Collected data
···
PR #519, opened 2021-04-17
circleci: store_test_results for Cypress

lieut-data:
#### Summary
Configure multiple reporters for Cypress, so that we can collect results programmatically in CircleCI. Conveniently, this branch is spurious failing right now:

image

image

#### Ticket Link
None.


cpoile (approved):
Tests will work once #516 is merged. 
What can view the xml report files? How will we use them?

lieut-data:
I was torn on the benefit of keeping the artifacts instead of just using the CircleCI interface to view them. At times, I've found it helpful to extract the results programmatically, but honestly I suspect we'll ignore them most of the time.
···
■ Task objective: An exact copy of all the records above is the required answer.

■ Answer section:
PR #519, opened 2021-04-17
circleci: store_test_results for Cypress

lieut-data:
#### Summary
Configure multiple reporters for Cypress, so that we can collect results programmatically in CircleCI. Conveniently, this branch is spurious failing right now:

image

image

#### Ticket Link
None.


cpoile (approved):
Tests will work once #516 is merged. 
What can view the xml report files? How will we use them?

lieut-data:
I was torn on the benefit of keeping the artifacts instead of just using the CircleCI interface to view them. At times, I've found it helpful to extract the results programmatically, but honestly I suspect we'll ignore them most of the time.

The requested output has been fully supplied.